Runs off to check album NOW!

Congratulations btw @Eden Reign !


----------



## easyrider (Oct 16, 2021)

Nice!


----------



## Colin66 (Oct 16, 2021)

Eden Reign said:


> Thank you so much for your encouragements! and Bjork and Dolores O'Riordan have such beautiful voices


Just my opinion, but I think beautiful voices sound better over music that is a bit dark, deep and dissonant. A beautiful voice over beautiful music can sound, to me at least, a bit sickly sweet.
I look forward to hearing more of your music 

P.S. I don't know how widely you are distributing this album but Landr have this thing where they distribute music to 150+ stores, including the big obvious ones like Spotify and Apple. It doesn't cost much either. I think your album could do really well, as long as plenty of people in different countries get to hear it!




__





LANDR







app.landr.com


----------



## Stringtree (Oct 16, 2021)

Agree with the comments above. Also, this sounds like some hot alternative radio. Harmonium? With that voice? Terrifying. Bwowww, nice low end. Thanks for bringing it here. Who doesn't like a dirge with a lift? Reminds me of art school music I listened to while painting. Nice!

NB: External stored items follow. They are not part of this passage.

PR #1121, opened 2021-01-21
fix(datastore): fix crash when deleting model with many children

raphkim:
*Issue #, if available:*

*Description of changes:*
SQLite complains when query contains complex predicate (e.g. `WHERE id = 1 OR id = 2 OR ... OR id = 1000`).
Normally this won't be an issue, but cascading delete uses above logic to identify every children of a set of models. When deleting 1000+ items from a single model type (which is possible), this error will trigger.

This PR fixes this error during cascading delete by chaining maximum of 900 predicates together at max per query and then merging multiple query results together.


aws-datastore/src/main/java/com/amplifyframework/datastore/storage/sqlite/SQLiteModelTree.java
```diff
@@ -160,11 +137,65 @@ private void recurseTree(
...
+        String childPrimaryKey = childTable.getPrimaryKey().getAliasedName();
+
+        // Chain predicates with OR operator.
+        // Beware the SQLite expression tree size limit of 1000
+        List<QueryOptions> options = new ArrayList<>();
+        QueryPredicate predicate = QueryPredicates.none();
+        int currentSize = 0;
+        for (String parentId : parentIds) {
+            // Stop appending if size exceeds 900
+            if (currentSize > 900) {
```
richardmcclellan, line 155: So....why is 900 the magic number? 🤣

aws-datastore/src/main/java/com/amplifyframework/datastore/storage/sqlite/SQLiteModelTree.java
```diff
@@ -160,11 +137,65 @@ private void recurseTree(
...
+                currentSize = 0;
+            }
+            QueryPredicate operation = parentIdField.eq(parentId);
+            predicate = predicate.or(operation);
+            currentSize++;
+        }
+        options.add(Where.matches(predicate));
+
+        // Collect every children one level deeper than current level
+        // SELECT * FROM <CHILD_TABLE> WHERE <PARENT> = <ID_1> OR <PARENT> = <ID_2> OR ...
```
richardmcclellan, line 167: Instead of chaining with SQL `OR` keyword, could you build the query like this?
```suggestion
// SELECT * FROM <CHILD_TABLE> WHERE <PARENT> IN (<ID_1>, <ID_2>, ...)
```
I think there are two benefits to this approach:
1. It would prevent the SQLite expression tree size limit of 1000, without having to break things up into multiple queries
2. It would probably improve performance.  I don't know for sure, but I would guess that SQLite represents the list as a hash table internally.  If that is true, then this approach would improve the overall efficiency of this query from `O(n^2)` to `O(n)`.

aws-datastore/src/main/java/com/amplifyframework/datastore/storage/sqlite/SQLiteModelTree.java
raphkim: 999 didn't work :(

jamesonwilliams: Haha, ah.... Hm.

aws-datastore/src/main/java/com/amplifyframework/datastore/storage/sqlite/SQLiteModelTree.java
raphkim: Turns out [SQLite optimizer](https://www.sqlite.org/optoverview.html) converts `column = a OR column = b OR column = c` automatically into `column IN (a, b, c)`. Cool!

This approach solved the tree depth limit problem since it is a single expression rather than a combination of 1000+. However, it turns out that Android SQLit _also_ has a hard limit on the number of `?` that you can use per query expression (same as tree depth limit of 1000). 

I resolved it by simply using ID strings directly without binding them, which could potentially be a problem.
As of right now, ID cannot be anything than UUID format, so there is no concern for SQL injection. However, there is a conversation floating around in favor of allowing _any_ string to be assignable to ID field (like iOS does), so I'm curious if this change would potentially introduce a vulnerability.

aws-datastore/src/main/java/com/amplifyframework/datastore/storage/sqlite/SQLiteCommandFactory.java
```diff
@@ -275,22 +274,18 @@ public SqlCommand insertFor(@NonNull ModelSchema modelSchema) {
...
-                .append("(");
-        for (int i = 0; i < columns.size(); i++) {
-            if (i == columns.size() - 1) {
-                stringBuilder.append("?");
-            } else {
-                stringBuilder.append("?, ");
-            }
-        }
-        stringBuilder.append(")");
+                .append("(")
```
richardmcclellan, line 284: Potential for `Wrap.inParentheses(...)` here?

aws-datastore/src/main/java/com/amplifyframework/datastore/storage/sqlite/SQLiteCommandFactory.java
```diff
@@ -275,22 +274,18 @@ public SqlCommand insertFor(@NonNull ModelSchema modelSchema) {
...
+                .append(Collections.nCopies(columns.size(), SqlKeyword.VARIABLE.toString())
```
richardmcclellan, line 285: > I resolved it by simply using ID strings directly without binding them, which could potentially be a problem.
As of right now, ID cannot be anything than UUID format, so there is no concern for SQL injection. However, there is a conversation floating around in favor of allowing any string to be assignable to ID field (like iOS does), so I'm curious if this change would potentially introduce a vulnerability.

If you are no longer binding ID strings, why are you still creating this prepared statement with variables?  Quite likely, I just don't fully understand something here.

richardmcclellan (commented):
> Turns out SQLite optimizer converts column = a OR column = b OR column = c automatically into column IN (a, b, c). Cool!

Very cool!

aws-datastore/src/androidTest/java/com/amplifyframework/datastore/storage/sqlite/SQLiteStorageAdapterDeleteTest.java
```diff
@@ -301,4 +304,43 @@ public void deleteNoneDoesNotFail() throws DataStoreException {
         final List<BlogOwner> blogOwners = adapter.query(BlogOwner.class);
         assertEquals(Collections.singletonList(john), blogOwners);
     }
+
+    /**
+     * Test deleting item with many children does not trigger SQLite exception.
+     * SQLite places a hard limit of 1000 on expression tree depth, so chaining too many
```
jamesonwilliams, line 310: Is this limit exposed with a constant by any of the SQL APIs? `andorid.sql.SqlGizmo.SOME_LIMIT`, that kind of thing?

aws-datastore/src/main/java/com/amplifyframework/datastore/storage/sqlite/SQLiteCommandFactory.java
```diff
@@ -47,6 +47,7 @@
 import java.util.List;
 import java.util.Objects;
 import java.util.Set;
+import java.util.stream.Collectors;
```
jamesonwilliams, line 50: We have talked about using Java 8 Stream APIs before, and decided against it. 

It looks like you're using it to join items by a comma `,`. For that, please use Android's [`TextUtils.join(CharSequence, Iterable)`](https://developer.android.com/reference/android/text/TextUtils#join(java.lang.CharSequence,%20java.lang.Iterable)):

```java
String fooBar = TextUtils.join(", ", Arrays.asList("foo", "bar"))
```

aws-datastore/src/main/java/com/amplifyframework/datastore/storage/sqlite/SQLiteModelTree.java
```diff
@@ -160,14 +146,34 @@ private void recurseTree(
...
+        // SELECT <child_id>, <parent_id> FROM <child_table> WHERE <parent_id> IN (<id_1>, <id_2>, ...)
+        String queryString = String.valueOf(SqlKeyword.SELECT) +
+                SqlKeyword.DELIMITER +
+                Wrap.inBackticks(childIdField) +
+                SqlKeyword.SEPARATOR +
+                Wrap.inBackticks(parentIdField) +
+                SqlKeyword.DELIMITER +
+                SqlKeyword.FROM +
+                SqlKeyword.DELIMITER +
+                Wrap.inBackticks(childTable) +
```
jamesonwilliams, line 164: Maybe we can create a little help method for these repeated groupings of tokens, like
```java
from(childTable)
```

Sort of like a domain specific language for SQL, but using static factory methods?

Overall I feel like our use of these consts is making it harder to see what the actual SQL commands will look like, when done.

We can make more, like:

```java
where(parentIdField).in(parentIds)
```

aws-datastore/src/main/java/com/amplifyframework/datastore/storage/sqlite/SQLiteModelTree.java
```diff
@@ -160,14 +146,34 @@ private void recurseTree(
...
+                SqlKeyword.DELIMITER +
+                SqlKeyword.WHERE +
+                SqlKeyword.DELIMITER +
+                Wrap.inBackticks(parentIdField) +
+                SqlKeyword.DELIMITER +
+                SqlKeyword.IN +
+                SqlKeyword.DELIMITER +
+                Wrap.inParentheses(parentIds
+                    .stream()
```
jamesonwilliams, line 173: Let's avoid `stream()` for now. Technically as of Studio 4+, I think this gets desugared at build time. So there isn't actually any hard technical reason not to use it, anymore.

However, we don't want to mix too many different functional paradigms in the code base. Rx has a way to express most everything that the Collections APIs do -- and usually more.

FWIW, I do sort of prefer using the Stream APIs natively on the backend that support Oracle/Corretto JVM, as opposed to Rx. 🤷

aws-datastore/src/androidTest/java/com/amplifyframework/datastore/storage/sqlite/SQLiteStorageAdapterDeleteTest.java
```diff
@@ -259,19 +262,19 @@ public void deleteModelTypeWithPredicateCascades() throws DataStoreException {
...
         // Triggers a delete of all blogs.
         // All posts will be deleted by cascade.
         adapter.delete(Blog.class, QueryPredicates.all());
 
-        // Assert that cascaded deletions are observed.
-        assertEquals(12, deleted.size());
-        assertEquals(expected, deleted);
+        // Assert 3 blogs and 9 posts are deleted.
+        deleteObserver.assertValueCount(12);
+        assertEquals(expected, new HashSet<>(deleteObserver.values()));
```
jamesonwilliams, line 277: There is actually an `assertValueSetOnly` which may be appropriate here.

It does **not** work like a `HashSet`, de-duplicating values. It **does** ignore the order in which events arrived on the stream, which I believe is the real reason that a Set was being used in the test to begin with.

Might be a little cleaner.

Actually come to think of it, this would remove the need for the count check, as well.
```suggestion
        deleteObserver.assertValueSetOnly(expected);
```

aws-datastore/src/main/java/com/amplifyframework/datastore/storage/sqlite/SQLiteModelTree.java
```diff
@@ -45,6 +41,7 @@
 import java.util.List;
 import java.util.Map;
 import java.util.Set;
+import java.util.stream.Collectors;
 
 /**
  * Utility class to help traverse a tree of models by relationship.
```
jamesonwilliams, line 47: We missed getting a `SQLiteModelTreeTest.java` when this class was first introduced, but let's please get one started.

aws-datastore/src/androidTest/java/com/amplifyframework/datastore/storage/sqlite/SQLiteStorageAdapterDeleteTest.java
raphkim: `assertValueSetOnly` was deprecated and is no longer supported by rxjava3 :(

aws-datastore/src/main/java/com/amplifyframework/datastore/storage/sqlite/SQLiteModelTree.java
raphkim: this is a fantastic idea! I think it deserves its own PR because there is a bunch of similar code in `SQLiteCommandFactory` that will be made much cleaner with the addition of this utility.

aws-datastore/src/main/java/com/amplifyframework/datastore/storage/sqlite/SQLiteCommandFactory.java
raphkim: Haha that's the utility I was looking for. Didn't know that Android provides it.

aws-datastore/src/main/java/com/amplifyframework/datastore/storage/sqlite/SQLiteCommandFactory.java
raphkim: oh oops. none of the changes in `SQLiteCommandFactory` is relevant for this PR. I will remove them for clarity.

aws-datastore/src/androidTest/java/com/amplifyframework/datastore/storage/sqlite/SQLiteStorageAdapterDeleteTest.java
raphkim: i believe this variable lives internally in sqlite3, so it isn't directly accessible from android code.

aws-datastore/src/main/java/com/amplifyframework/datastore/storage/sqlite/SQLiteModelTree.java
raphkim: added a test!

richardmcclellan (approved):

aws-datastore/src/test/java/com/amplifyframework/datastore/storage/sqlite/SQLiteModelTreeTest.java
```diff
@@ -0,0 +1,161 @@
...
+     * up to two levels deep.
+     */
+    @Test
+    public void testDescendantsOfTwoLevelsDeepRelationship() {
+        // Insert items into database
+        //      A1
+        //     /  \
+        //    B2  B3
+        //   /  \   \
+        //  C4  C5  C6
```
jamesonwilliams, line 89: Woo-hoo!

jamesonwilliams (approved):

A little more than a little nihilism? Industrial-organic? Weiiiird. Ondes and pipe organ. Okay. 

Strong women artists in music? Yeah, more of that, please. This, she slams.


----------



## Eden Reign (Oct 17, 2021)

Colin66 said:


> P.S. I don't know how widely you are distributing this album but Landr have this thing where they distribute music to 150+ stores, including the big obvious ones like Spotify and Apple. It doesn't cost much either.
> 
> 
> 
> ...


Ok Thank you, Actually I was checking Tunecore and CD Baby and Reverbnation, I didn't know about Landr...will check this out, I don't know which one is the best


----------



## Eden Reign (Oct 17, 2021)

By the way, if any of you do Epic orchestral music, I would love to sing on this!!!


----------



## Colin66 (Oct 17, 2021)

Eden Reign said:


> Ok Thank you, Actually I was checking Tunecore and CD Baby and Reverbnation, I didn't know about Landr...will check this out, I don't know which one is the best


I have no idea which is best either! Maybe just try, say Landr, or the one that distributes most widely, and see how it goes.


----------



## PeterN (Oct 17, 2021)

Nice.

I was waiting for the electric guitar, (track 1) and thought, you must put it there, and yes, it finally showed up.

Also, great album cover and name.

(Theres a plugin by Audiodamage, called Discord - no affiliation here - but you could spook up similar tracks with it. Just crossed the mind. And Adaptiverb can mess up reverb a bit. Of course, only if needed,)


----------



## Eden Reign (Dec 5, 2021)

I put a cover I sang on youtube, let me know what you think..I translated the song "walking in the air" in French.


----------



## creativeforge (Dec 5, 2021)

Eden Reign said:


> I put a cover I sang on youtube, let me know what you think..I translated the song "walking in the air" in French.



It's such a beautiful song, your voice is a great fit!  

All the best,

Andre


----------